NetApp, Inc. (NTAP)
Shareholder Alert
Voluntary submission by John Chevedden, POB 2673 , Redondo Beach, CA 90278.
Shareholder since 2012.

Please vote for Proposal No. 4 before September 10th
Stockholder Proposal for Stockholder Action by Written Consent
The annual meeting proxy is misleading or incomplete.

The September 10, 2020 annual meeting proxy failed to mention that all shares held for less than one-year are disqualified in regard to shareholders calling for a special meeting.
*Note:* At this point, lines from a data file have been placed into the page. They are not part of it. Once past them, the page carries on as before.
PR #2855, opened 2022-11-18
Nightly Benchmarks: add OLAP-style benchmark (clickbench)

bayandin:
Add ClickBench benchmark, an OLAP-style benchmark, to Nightly Benchmarks.

The full run of 43 queries on the original dataset takes more than 6h (only 34 queries got processed on in 6h) on our default-sized compute. Having this, currently, would mean having some really unstable tests because of our regular deployment to staging/captest environment (see https://github.com/neondatabase/cloud/issues/1872).

I've reduced the dataset size to the first 10^7 rows from the original 10^8 rows. Now it takes ~30-40 minutes to pass.

Ref https://github.com/ClickHouse/ClickBench/tree/main/aurora-postgresql
Ref https://benchmark.clickhouse.com/

### DIFF
--- a/.github/workflows/benchmarking.yml
+++ b/.github/workflows/benchmarking.yml
@@ -110,8 +110,14 @@ jobs:
         rm -rf perf-report-staging
         mkdir -p perf-report-staging
         # Set --sparse-ordering option of pytest-order plugin to ensure tests are running in order of appears in the file,
-        # it's important for test_perf_pgbench.py::test_pgbench_remote_* tests
-        ./scripts/pytest test_runner/performance/ -v -m "remote_cluster" --sparse-ordering --out-dir perf-report-staging --timeout 5400
+        # it's important for test_perf_pgbench.py::test_pgbench_remote_* tests.
+        # Do not run tests from test_runner/performance/test_perf_olap.py because they require a prepared DB. We run them separately in `clickbench-compare` job.
+        ./scripts/pytest test_runner/performance/ -v \
+          -m "remote_cluster" \
+          --sparse-ordering \
+          --out-dir perf-report-staging \
+          --timeout 5400 \
+          --ignore test_runner/performance/test_perf_olap.py
 
     - name: Submit result
       env:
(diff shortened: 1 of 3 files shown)


.github/workflows/benchmarking.yml
```diff
@@ -207,7 +213,7 @@ jobs:
             CONNSTR=${{ steps.create-neon-project.outputs.dsn }}
             ;;
           rds-aurora)
-            CONNSTR=${{ secrets.BENCHMARK_RDS_CONNSTR }}
+            CONNSTR=${{ secrets.BENCHMARK_RDS_AURORA_CONNSTR }}
```
bayandin, line 216: Renamed it for consistency

test_runner/performance/test_perf_olap.py
```diff
@@ -0,0 +1,89 @@
+from typing import Dict, List, Tuple
+
+import pytest
+from fixtures.compare_fixtures import RemoteCompare
+from fixtures.log_helper import log
+
+# A list of queries to benchmark from ClickBench.
+# The first element of each tuple is the query id to make it distinguishable in logs/grafana charts/etc.,
```
vadim2404, line 8: what do you think about having a more structural view of this Tuple? `dataclass`, `namedtuple`, etc. Because I don't think that it will be cool enough to recall what do we store in each index

test_runner/performance/test_perf_olap.py
```diff
@@ -0,0 +1,89 @@
...
+@pytest.mark.remote_cluster
+def test_clickbench(query: Tuple[int, str], remote_compare: RemoteCompare):
+    """
+    An OLAP-style ClickHouse benchmark
+
+    Based on https://github.com/ClickHouse/ClickBench/tree/c00135ca5b6a0d86fedcdbf998fdaa8ed85c1c3b/aurora-postgresql
+    The DB prepared manually in advance
+    """
+
+    q_id, q = query
```
vadim2404, line 88: if you're operating with structural data, it's no sense to deconstruct tuple here. It'll be better to pass it to the `run_psql` function as is

test_runner/performance/test_perf_olap.py
```diff
@@ -0,0 +1,89 @@
...
+
+import pytest
+from fixtures.compare_fixtures import RemoteCompare
+from fixtures.log_helper import log
+
+# A list of queries to benchmark from ClickBench.
+# The first element of each tuple is the query id to make it distinguishable in logs/grafana charts/etc.,
+# without mentioning the query itself (which may be too long); please keep query ids for existing queries.
+# The second element is the query itself
+QUERIES: List[Tuple[int, str]] = [
```
vadim2404, line 11: for const values it's better to use `Tuple`

```python
QUERIES: Tuple[Tuple[int, str], ...] = (
)
```

vadim2404 (approved):

PR #2859, opened 2022-11-18
Nightly Benchmarks: Add RDS Postgres

bayandin:
Add RDS Postgres ~`db.t3.medium`~ `db.m5.large` instance to Nightly Benchmarks.

I also changed the RDS Aurora Postgres instance from 1 ACU to me enable autoscaling from 0.5 ACU to 2 ACU (max 4 GiB of RAM). Before it was static 1 ACU

### DIFF
--- a/.github/workflows/benchmarking.yml
+++ b/.github/workflows/benchmarking.yml
@@ -144,7 +144,9 @@ jobs:
         # neon-captest-new: Run pgbench in a freshly created project
         # neon-captest-reuse: Same, but reusing existing project
         # neon-captest-prefetch: Same, with prefetching enabled (new project)
-        platform: [ neon-captest-new, neon-captest-reuse, neon-captest-prefetch ]
+        # rds-aurora: Aurora Postgres Serverless v2 with autoscaling from 0.5 to 2 ACUs
+        # rds-postgres: RDS Postgres db.m5.large instance (2 vCPU, 8 GiB) with gp3 EBS storage
+        platform: [ neon-captest-new, neon-captest-reuse, neon-captest-prefetch, rds-postgres ]
         db_size: [ 10gb ]
         include:
           - platform: neon-captest-new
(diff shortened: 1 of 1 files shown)


.github/workflows/benchmarking.yml
```diff
@@ -144,7 +144,9 @@ jobs:
         # neon-captest-new: Run pgbench in a freshly created project
         # neon-captest-reuse: Same, but reusing existing project
         # neon-captest-prefetch: Same, with prefetching enabled (new project)
-        platform: [ neon-captest-new, neon-captest-reuse, neon-captest-prefetch ]
+        # rds-aurora: Aurora Postgres Serverless v2 with autoscaling from 0.5 to 2 ACUs
+        # rds-postgres: RDS Postgres db.t3.medium instance (2 vCPU, 4 GiB) with gp3 EBS storage
```
vadim2404, line 148: t3 instance has credits that can drastically decrease performance when we overuse them. Do you control it somehow?

vadim2404 (approved):

.github/workflows/benchmarking.yml
bayandin: Ah, didn't know about it, thanks for pointing it out! 
I've switched the instance to `db.m5.large` (2 vCPU, 8 GiB). The drawback here could be network throughput:
> * These DB instance classes can support maximum performance for 30 minutes at least once every 24 hours. For more information on baseline performance of these instance types, see [Amazon EBS-optimized instances](https://docs.aws.amazon.com/AWSEC2/latest/UserGuide/EBSOptimized.html) in the Amazon EC2 User Guide for Linux Instances. 

from https://docs.aws.amazon.com/AmazonRDS/latest/UserGuide/Concepts.DBInstanceClass.html

We potentially could hit it with client-side generated data in `pgbench --initialize`. Let's check it and switch `pgbench` to server-side generated load if required

PR #2875, opened 2022-11-21
Tokio based walredo

koivunej:
Re-implements the walredo process handling as an tokio managed process and task. I think the implementation is at feature parity but not all of these are easy to test:

- lazy start (without it, many tests will fail)
- kill and relaunch the process if any request fails (untested)

Timeout is now handled as "from the write completing to the read completing", which might not be correct with the request pipelining.

#1700 is not handled, as in requests are not retried. That could be implemented.

Builds upon #2873.

While working on this, I noticed that tokio does not yet support vectored writes for child processes: https://github.com/tokio-rs/tokio/pull/5216 -- the implementation will benefit from upgrading to this future tokio version.

Cc: #2778.


libs/pageserver_api/src/models.rs
```diff
@@ -246,21 +246,21 @@ pub enum PagestreamBeMessage {
...
-#[derive(Debug, PartialEq, Eq)]
+#[derive(Debug, PartialEq, Eq, Clone, Copy)]
 pub struct PagestreamNblocksRequest {
     pub latest: bool,
     pub lsn: Lsn,
     pub rel: RelTag,
 }
 
-#[derive(Debug, PartialEq, Eq)]
+#[derive(Debug, PartialEq, Eq, Clone, Copy)]
```
koivunej, line 263: These are extra.

pageserver/src/walredo.rs
```diff
@@ -201,25 +200,27 @@ impl PostgresRedoManager {
     ///
     /// Create a new PostgresRedoManager.
     ///
+    // called from:
+    // - attach_local_tenants <= main
+    // - create_tenant <= http
```
koivunej, line 205:
```suggestion
```

Unrelated changes.

pageserver/src/walredo.rs
```diff
@@ -148,7 +145,7 @@ impl WalRedoManager for PostgresRedoManager {
         key: Key,
         lsn: Lsn,
         base_img: Option<Bytes>,
-        records: Vec<(Lsn, NeonWalRecord)>,
+        records: std::sync::Arc<[(Lsn, NeonWalRecord)]>,
```
koivunej, line 148: This needs to be moved to `walredo.rs` completly.

pageserver/src/walredo.rs
```diff
@@ -228,34 +229,30 @@ impl PostgresRedoManager {
...
-
         // Relational WAL records are applied using wal-redo-postgres
         let buf_tag = BufferTag { rel, blknum };
-        let result = process
-            .apply_wal_records(buf_tag, base_img, records, wal_redo_timeout)
-            .map_err(WalRedoError::IoError);
 
-        let end_time = Instant::now();
-        let duration = end_time.duration_since(lock_time);
+        let result = self
```
koivunej, line 244: Add comment that this `block_on` requires that we are:
- entered into tokio context
- outside of async context

Basically within `spawn_blocking` which #2873 provides.

koivunej:
Drafting this while I make the adjustments I've noticed right away.

pageserver/src/walredo.rs
```diff
@@ -587,419 +687,579 @@ impl<C: CommandExt> CloseFileDescriptors for C {
...
-        tenant_id: TenantId,
-        pg_version: u32,
-    ) -> Result<PostgresRedoProcess, Error> {
-        // FIXME: We need a dummy Postgres cluster to run the process in. Currently, we
-        // just create one with constant name. That fails if you try to launch more than
-        // one WAL redo manager concurrently.
-        let datadir = path_with_suffix_extension(
-            conf.tenant_path(&tenant_id).join("wal-redo-datadir"),
-            TEMP_FILE_SUFFIX,
+    pg_version: u32,
```
koivunej, line 693: `pg_version` is still unused.

libs/pageserver_api/src/models.rs
koivunej: Removed.

pageserver/src/walredo.rs
koivunej: Removed.

koivunej:
That is inline with the microbenchmark... Thanks for running that! I don't think this path is viable anymore.

koivunej:
From what I can tell, the biggest slowdown happens with the read returning EAGAIN then epoll then retrying it, then from cross thread communication with the channels.

koivunej:
Ok, I've finally understood what affects this thanks to a bit commute and working on the laptop which has less cores.

The perf difference to `walredo-channel` from fa73b8eb is explained by cross thread communication as by default the use `pageserver::task_mgr::BACKGROUND_RUNTIME` is used. It is created with 24 workers on my workstation. Lowering that to 1 thread makes the `async-walredo` (or a version I'll next clean up and push) faster or the same as `walredo-channel`. This does not of course include the larger scale performance difference, but I'll see to trying ways around that next, maybe starting with flume channels again.

koivunej:
Fixing the tests to have less noise on next benchmark run without #2873, flume but still the default `pageserver::task_mgr::BACKGROUND_RUNTIME`.

koivunej:
Testing out `flume` to avoid the spawn_blocking + block_on:

Getting tests fixed is a bit more work than expected. There was an interesting deadlock alike situation was cleared up as tokio worker's LIFO slot not being stealable right now, so I will need to add `--cfg tokio_unstable` to the build and configure all runtimes not to use the unstealable lifo slot. Will probably separate it to it's own PR if this turns out useful.

koivunej:
Periodic updates:

> so I will need to add --cfg tokio_unstable to the build

This turned out to be difficult, since cargo never appends `RUSTFLAGS`, it just overrides. So very likely, the project setting would get overridden by user setting (use mold) and finally might be overridden by environment RUSTFLAGS. Going ahead sprinkling `tokio::task::block_in_place` around the many functions where we take blocking locks and/or do blocking io. I don't think this is a good idea either, because we could starve the runtime(s) this way too. Tradeoff to disabling the lifo slot would had been performance while leaving the door open to yet-unknown kind of starvation following from "one should not block in async context".

Best workaround for the blocking-in-async so far is to just minimize the locks needed altogether by more single-threaded approaches. For example, if two things can't run concurrently, we could just only ever launch one of them. We could also handle this with very small amount or no locks by having an async task for tenant.

koivunej:
Rebased on top of main, cleaned up some of the commits. Lets see how the benchmarks look now.

pageserver/src/walredo.rs
koivunej: Alternative is to use tokio::task::block_in_place somewhere higher up which should have less of a perf penalty, at the cost runtime of starvation hazard. This is being tested now, resolving and moving these as PR tasks.

knizhnik:
Now performance is much better: 16.5 sec for Q1 with main and  1.5 with Heikki's parallel requests patch.

koivunej:
Thanks @knizhnik for running the bench. I am actually a bit surprised why is it now that much faster. I'll hook up the multiprocess pooling perhaps next, though I am annoyed by the test failures I didn't get before rebase.

koivunej:
> Now performance is much better: 16.5 sec for Q1 with main and 14.5 with Heikki's parallel requests patch. So it provides the same performance as sync version. Nice, but it is a pity that it is not faster;)

I missed responding to the point about *being faster* this last week, I would never expect the async version to ever be faster than the owning thread version, at least the epoll based. As noted, tokio and epoll and the large thread count do bring their own challenges, which I haven't been able to understand. This however affects only the microbenchmarked single-request case, none of the pipelined.

Update on the failures: I still have test failures locally (2 real + 2 backward/forward compat).

workspace_hack/Cargo.toml
```diff
@@ -24,6 +24,7 @@ fail = { version = "0.5", default-features = false, features = ["failpoints"] }
 futures-channel = { version = "0.3", features = ["alloc", "futures-sink", "sink", "std"] }
 futures-task = { version = "0.3", default-features = false, features = ["alloc", "std"] }
 futures-util = { version = "0.3", features = ["alloc", "async-await", "async-await-macro", "channel", "futures-channel", "futures-io", "futures-macro", "futures-sink", "io", "memchr", "sink", "slab", "std"] }
+getrandom = { version = "0.2", default-features = false, features = ["js", "js-sys", "rdrand", "std", "wasm-bindgen"] }
```
vadim2404, line 27: `js`, `js-sys`, `wasm-bindgen` look weird for our use-case

koivunej: Yeah, they come through `flume`. Testing it out in the next push to leave them behind once more.

koivunej:
Need to wait for the allure report (probably after benches) for:
- https://github.com/neondatabase/neon/actions/runs/3563889915/jobs/5987541223#step:4:843
- https://github.com/neondatabase/neon/actions/runs/3563889915/jobs/5987541223#step:4:915

First one seems like a "port not free" transient issue. Luckily the debug regress tests passed.

workspace_hack/Cargo.toml
koivunej: Kept the `flume` for mpmc queue as I got the #2880 reimplemented in the latest commits.

pageserver/src/walredo.rs
```diff
@@ -587,419 +692,889 @@ impl<C: CommandExt> CloseFileDescriptors for C {
...
+            .and_then(|x| x);
+
+        match res {
+            Ok(()) => {
+                let page = Bytes::copy_from_slice(&page_buf[..8192]);
+                // we don't care about the result, because the caller could be gone
+                drop(completion.send(Ok(page)));
+                // if we did read more than one page, drain will move the one byte to the front, so we
+                // can continue with that next round.
+                page_buf.drain(..8192);
```
koivunej, line 1279: I am actually quite unsure on this because I didn't read `impl bytes::BufMut for Vec<u8>` how exactly does it advance, will it override already received byte or not. But this doesn't happen in practice, so not a huge blocker for reading this.

koivunej:
Immediate shutdown does not give enough time to kill/reap the children.

koivunej:
Regression tests will probably fail as I forgot that the spawn_blocking was no longer in place.

pageserver/benches/bench_walredo.rs
```diff
@@ -30,33 +30,51 @@ fn redo_scenarios(c: &mut Criterion) {
...
             &thread_count,
             |b, thread_count| {
-                add_multithreaded_walredo_requesters(b, *thread_count, &manager, medium, 10);
+                add_multithreaded_walredo_requesters(b, *thread_count, &manager, medium);
             },
         );
     }
+    drop(group);
+
+    if false {
```
vadim2404, line 73: do you still need this?

koivunej: It's part of the "scale up, scale down" demo, current commits:
- [6d3ac69](https://github.com/neondatabase/neon/pull/2875/commits/6d3ac69a7cfb8e5dc5c63497a7b848d2df382a85)
- [f856477](https://github.com/neondatabase/neon/pull/2875/commits/f8564775f3492a58d77f2ff9c6e4a5139cd66c47)

These will most likely be thrown out to a different PR, but I've mentioned them a few times to Heikki so didn't do that pre-emptively. Commits are now more readable.

pageserver/src/walredo.rs
```diff
@@ -587,419 +583,1147 @@ impl<C: CommandExt> CloseFileDescriptors for C {
...
-                ));
+    };
+
+    let stdout_task = stdout_task(stdout, result_rx);
+
+    let stderr_task = stderr_task(stderr);
+
+    async move {
+        // changed during splitting this up: run all in current task.
+        let reason = tokio::try_join!(stdin_task, stdout_task, stderr_task);
```
koivunej, line 979: Use of try_join! to take down all tasks forces a weird "Ok error" to be returned from stdout task when everything is done, will change this.

pageserver/src/walredo.rs
koivunej: Almost forgot, adding a test case for this.

koivunej:
The test failures don't seem too applicable to walredo... Well, I'll remove the run-benchmarks for now to get a faster allure report, enhance logging, add missing test case and maybe rebase if I just missed some test fix...

pageserver/src/walredo.rs
koivunej: Fixed, mothballed already into the one large commit.

pageserver/src/walredo.rs
koivunej: Added.

koivunej:
Ok has to be something to do with the shutdown, not the #2880 commit I dropped.

pageserver/src/walredo.rs
```diff
@@ -587,419 +583,1287 @@ impl<C: CommandExt> CloseFileDescriptors for C {
...
+                            None => {
+                                if cancel.is_cancelled() {
+                                    // on shutdown, now the children have all exited, so should we.
+                                    break;
+                                } else if first.is_some() {
+                                    // we are yet to launch our first process
+                                    true
+                                } else {
+                                    debug!("all wal redo processes have been stopped, waiting for the next redo request before launching new process");
+                                    continue;
```
koivunej, line 742:
```suggestion
                                    break;
```

This fixes the hanging. Logic bug which prevented the scale back up from zero.

koivunej:
Oki last one is the forward compatibility which is confused because of the new naming strat for walredo pg directories.

Bench report for the bench_walredo: https://gist.github.com/koivunej/7299083aba3d8c97a22a3e79229767ef

pageserver/src/walredo.rs
koivunej: Made tests for this, tucked them nicely within scale to zero and scale up. That was an interesting exercise.

koivunej:
Trying the benchmarks with the prefetch on default on next rebase.

pageserver/src/walredo.rs
```diff
@@ -587,419 +583,1506 @@ impl<C: CommandExt> CloseFileDescriptors for C {
...
+                &mut buffers,
+            );
+        }
+
+        let write_res = async {
+            while buffers.has_remaining() {
+                poll_fn(|cx| poll_write_buf(Pin::new(&mut stdin), cx, &mut buffers))
+                    .await
+                    .map_err(anyhow::Error::new)?;
+            }
```
problame, line 1216: This loop is just distracting.
Why is there no `write_full` method on stdin?
I guess probably because of some `async` Rust limitation.
Can we define an `util method ourselves, then, to declutter this a little?

pageserver/src/walredo.rs
```diff
@@ -587,419 +583,1506 @@ impl<C: CommandExt> CloseFileDescriptors for C {
...
+            // in general flush is not needed, does nothing on pipes, but since we now accept
+            // AsyncWrite
```
problame, line 1218: ... now what?

pageserver/src/walredo.rs
```diff
@@ -587,419 +583,1506 @@ impl<C: CommandExt> CloseFileDescriptors for C {
...
-                    // reading from the stderr, before checking the stdout.
-                    continue;
+        let write_res = tokio::time::timeout_at(timeout_at, write_res)
+            .map_err(|_| anyhow::anyhow!("write timeout"));
+
+        // wait the write to complete before sending the completion over, because we cannot fail
+        // the request after it has been moved. this could be worked around by making the oneshot
+        // into a normal mpsc queue of size 2 and making the read side race against the channel
+        // closing and timeouted read.
+        match write_res.await.and_then(|x| x) {
```
problame, line 1229: What is the deal with this `.and_then(|x| x)?

I think it wouldn't hurt to have a preceding line like

`let write_res = write_res.await.and_then(|x| x); // explain why`

pageserver/src/walredo.rs
```diff
@@ -587,419 +583,1506 @@ impl<C: CommandExt> CloseFileDescriptors for C {
...
+        1024 * 16
+    } else {
+        // without vectoring, use full buffer
+        1024 * 64
+    });
+
+    let work_timeout = Duration::from_secs(1);
+
+    loop {
+        let ((request, response), reservation) = {
```
problame, line 1131: let's call it `response_tx` ?

pageserver/src/walredo.rs
```diff
@@ -587,419 +583,1506 @@ impl<C: CommandExt> CloseFileDescriptors for C {
...
-                    // To make sure we capture all log from the process if it fails, keep
-                    // reading from the stderr, before checking the stdout.
-                    continue;
+        let write_res = tokio::time::timeout_at(timeout_at, write_res)
+            .map_err(|_| anyhow::anyhow!("write timeout"));
+
+        // wait the write to complete before sending the completion over, because we cannot fail
+        // the request after it has been moved. this could be worked around by making the oneshot
+        // into a normal mpsc queue of size 2 and making the read side race against the channel
+        // closing and timeouted read.
```
problame, line 1228: I don't get this comment, probably because I'm not as deep into it as you are.
To me it's plain obvious that we need to `.await` the write.
If we don't `.await` it here, the walredo process will simply never see it.
This is the first time we poll that future.

pageserver/src/walredo.rs
```diff
@@ -587,419 +583,1506 @@ impl<C: CommandExt> CloseFileDescriptors for C {
...
+        match write_res.await.and_then(|x| x) {
+            Ok(()) => {
+                // by writing and then completing later we achieve request pipelining with the
+                // walredo process. some workloads fit well into the default 64KB buffer, so we
+                // have an opportunity to keep walredo busy by buffering the requests.
+
+                if inter_tx.is_closed() {
+                    drop(response.send(Err(anyhow::anyhow!(
+                        "Failed to read walredo response: stdout task closed already"
+                    ))));
```
problame, line 1238: Shouldn't we retry this request on a new process, then? Same question for the `Err(io_or_timeout)` case below.

problame (changes requested):
Took an initial look at `walredo.rs` only. Didn't look at anything past `stderr_task`.
Generally, this looks pretty great.

Apart from the various comments, I think what's deeply needed here is a block comment that explains how the std{in,out} tasks work together.

With a separate section on cancellation.

And another section of what happens if the walredo process crashes.

pageserver/src/walredo.rs
```diff
@@ -587,419 +583,1506 @@ impl<C: CommandExt> CloseFileDescriptors for C {
...
+    // "hack". this buffer is reused between reads.
+    let mut page_buf = Vec::with_capacity(8192 + 4096);
+
+    loop {
+        let (completion, timeout_at) = match inter_rx.recv().await {
+            Some(t) => t,
+            None => return Ok(()),
+        };
+
+        let res = tokio::time::timeout_at(timeout_at, read_page(&mut stdout, &mut page_buf))
```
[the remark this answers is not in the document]
koivunej: > `BytesMut`

I must've meant `BufMut`.

> let's assert that it's len() is 0.

I don't think that would be a good idea. There's a test case which shows that this read works fine, even if reading the 3*4096 at once then the last 4096.

> line before this that makes it obvious we're using `page_buf` as `BytesMut`?

You mean a comment? I don't think it's too relevant, but yeah why not. The method used only accepts BufMut though, so, unsure. Also, I don't want to make this a `BytesMut` because that would then create a reference counted 3*4096 long `Bytes` out of first two consecutive pages, until degrading to some other buffering which I haven't tested.

I was hoping the the `page_buf.drain(..8192)` would be explicit enough.

pageserver/src/walredo.rs
```diff
@@ -587,419 +583,1506 @@ impl<C: CommandExt> CloseFileDescriptors for C {
...
-            // If we have more data to write, wake up if 'stdin' becomes writeable or
-            // we have data to read. Otherwise only wake up if there's data to read.
-            let nfds = if nwrite < writebuf.len() { 3 } else { 2 };
-            let n = loop {
-                match nix::poll::poll(&mut pollfds[0..nfds], wal_redo_timeout.as_millis() as i32) {
-                    Err(e) if e == nix::errno::Errno::EINTR => continue,
-                    res => break res,
+        // using tokio::try_join! later we get the wanted "channel close or shutdown takes
+        // down all tasks after finishing the in-flight work"
+        tokio::select! {
```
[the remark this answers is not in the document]
koivunej: You are right, and with the other comments about the comments, I should do exactly what you meant and have one big picture instead of these left overs. I went through a quite a few permutations of this :)

pageserver/src/walredo.rs
```diff
@@ -587,419 +583,1506 @@ impl<C: CommandExt> CloseFileDescriptors for C {
...
+                        warn!("stderr task failed: {e:?}");
+                        break;
+                    }
+                },
+            };
+        }
+
+        // only reason why this would fail is that it has exited already, which is
+        // possible by manually killing it outside of pageserver or by it dying while
+        // processing.
```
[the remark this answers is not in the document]
koivunej: Tokio installs on unix SIGCHILD reaper which also wait will update the same process as here, so I don't agree... I guess that should be tested properly.

pageserver/src/walredo.rs
koivunej: Now I included the flush here, so you could test this with anything, like a tcpstream. But with pipes, that flush does nothing.

pageserver/src/walredo.rs
koivunej: I use `.and_then(|x| x)` for [`Result::flatten`](https://doc.rust-lang.org/stable/std/result/enum.Result.html#method.flatten) (still unstable, unfortunately).

So the timeout returns `Result<Inner, tokio::time::Elapsed>` which I `map_err` into `anyhow::Result<Inner>`, but the `Inner` is `anyhow::Result<()>`, so flattening gives me one `anyhow::Result<()>`.

pageserver/src/walredo.rs
koivunej: That's a good point. I already wrote it more than once but I guess I deemed it unlikely, given how the most needed would be the already pipelined requests for which the `request` has already been dropped.

But yeah, thinking this again, I can't see why not save what we can.

pageserver/src/walredo.rs
koivunej: Quickly reading through this, I'm probably confusing `request` and `response[_tx]` here.

pageserver/src/walredo.rs
koivunej: Yes, this would make sense.

pageserver/src/walredo.rs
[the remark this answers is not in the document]
koivunej: The comment is about the `child.start_kill()` failing, which has an explicit check for "has this process been waited already or not" and fail if it has been.

Apologies if I fail to see something which we may have already covered.

pageserver/src/walredo.rs
```diff
@@ -587,419 +583,1506 @@ impl<C: CommandExt> CloseFileDescriptors for C {
...
+{
+    use tokio::io::AsyncReadExt;
+
+    async fn read_page<AR>(mut stdout: AR, buffer: &mut Vec<u8>) -> Result<(), StdoutTaskError>
+    where
+        AR: tokio::io::AsyncRead + Unpin,
+    {
+        loop {
+            let read = stdout
+                .read_buf(buffer)
```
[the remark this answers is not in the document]
koivunej: The docs are a bit vague for `read_buf`, implementation is quite clear "one read". My understanding is that it will go to sleep until there's a readyness event, then try to read the remaining vec. Because of how the response protocol goes, it is that one 8192 (or more, if unlucky/stalled) byte read.

To be honest I haven't tested any interesting configurations for this, for example 7kB pipe size, but I can't see how it could go wrong.

pageserver/src/walredo.rs
```diff
@@ -587,419 +583,1506 @@ impl<C: CommandExt> CloseFileDescriptors for C {
...
-        let child = Command::new(pg_bin_dir_path.join("postgres"))
-            .arg("--wal-redo")
-            .stdin(Stdio::piped())
-            .stderr(Stdio::piped())
-            .stdout(Stdio::piped())
-            .env_clear()
-            .env("LD_LIBRARY_PATH", &pg_lib_dir_path)
-            .env("DYLD_LIBRARY_PATH", &pg_lib_dir_path)
-            .env("PGDATA", &datadir)
-            // The redo process is not trusted, and runs in seccomp mode that
```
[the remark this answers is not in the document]
koivunej: Good catch, I should go over these lost comments.

koivunej:
This PR is not viable at least now while it does look good on the OLAP benches, the OLTP has the 7-12 usec to 24usec penalty (in microbenchmark `short/short/1`) which is too much. I haven't been able to understand root cause for this slowdown, but assume it's "threads". So closing and focusing on #2947.

koivunej:
Deleting branch on `neondatabase/neon`, archiving in `koivunej/neon`: https://github.com/koivunej/neon/tree/async_walredo

koivunej:
Tested this after c1731bc4 landed on main. Even on COMPUTE_REQUEST runtime, getting similar or perhaps a bit better perf than main with the OLTP test, but not that much faster. Performance for OLAP/prefetched would be better. Performance for for example image layer creation would most likely be slower, because there's a cross runtime penalty vs. on COMPUTE_REQUEST the page requests can benefit from the LIFO slot optimization.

Due to the one-year disqualification clause the current stock ownership threshold of 25% to call a special meeting can mean that more than 40% of shareholders must be contacted during a short window of time to simply call a special meeting. The shareholders who own 25% of stock held for one continuous year could discover that they actually own 40% of the company when their shares held for less than one-year are counted.

The management statement next to Proposal 4 also fails to mention whether the shareholders giving feedback to management were aware of this one-year exclusion. Thus the shareholder feedback cited by management could be tainted. To make matters worse management did a special solicitation at shareholder expense against Proposal 4. This is like management putting its hand on the scale.

It is all the more important to gain the right for shareholders to act by written consent due to the demise of the in-person annual meeting. Shareholders have lost the ability to see if our CEO can think on his feet and answer questions that are not pre-screened. Plus there is no way to see if the directors listened to the whole meeting or just the first 3-minutes.

Please vote for Proposal No. 4 before September 10th




Written materials are submitted pursuant to Rule 14a-6(g)(1) promulgated under the Securities Exchange Act of 1934.* 

*Submission is not required of this filer under the terms of the Rule, but is made voluntarily in the interest of public disclosure and consideration of these important issues.

This is not a solicitation of authority to vote your proxy.  Please DO NOT send me your proxy card; the shareholder is not able to vote your proxies, nor does this communication contemplate such an event.  

The shareholder asks all shareholders to vote their choices by following the procedural instructions provided in the proxy materials.